*Working data:*
[Start of Attachment]
PR #664, opened 2025-07-29
chore: Release 2025-07-29

adamspofford-dfinity:
candid: 0.10.14 -> 0.10.16
candid_derive: 0.6.6 -> 0.10.16
candid_parser: 0.1.4 -> 0.2.1
didc: 0.4.0 -> 0.5.0

### DIFF
--- a/CHANGELOG.md
+++ b/CHANGELOG.md
@@ -2,13 +2,15 @@
 
 ## Unreleased
 
-### Candid
+## 2025-07-29
+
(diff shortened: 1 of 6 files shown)


ilbertt (changes requested):
Looks good.

Can you update the `rust/bench/Cargo.lock` file as well? Running the following commands should be enough:

```shell
cd rust/bench
cargo build --release --target wasm32-unknown-unknown
```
[End of Attachment]
*Exercise prompt:*
Would you please repeat the lines from the one with "Looks good." through the last line of the listing above, exactly and with nothing else?

*Solution:*
Looks good.

Can you update the `rust/bench/Cargo.lock` file as well? Running the following commands should be enough:

```shell
cd rust/bench
cargo build --release --target wasm32-unknown-unknown
```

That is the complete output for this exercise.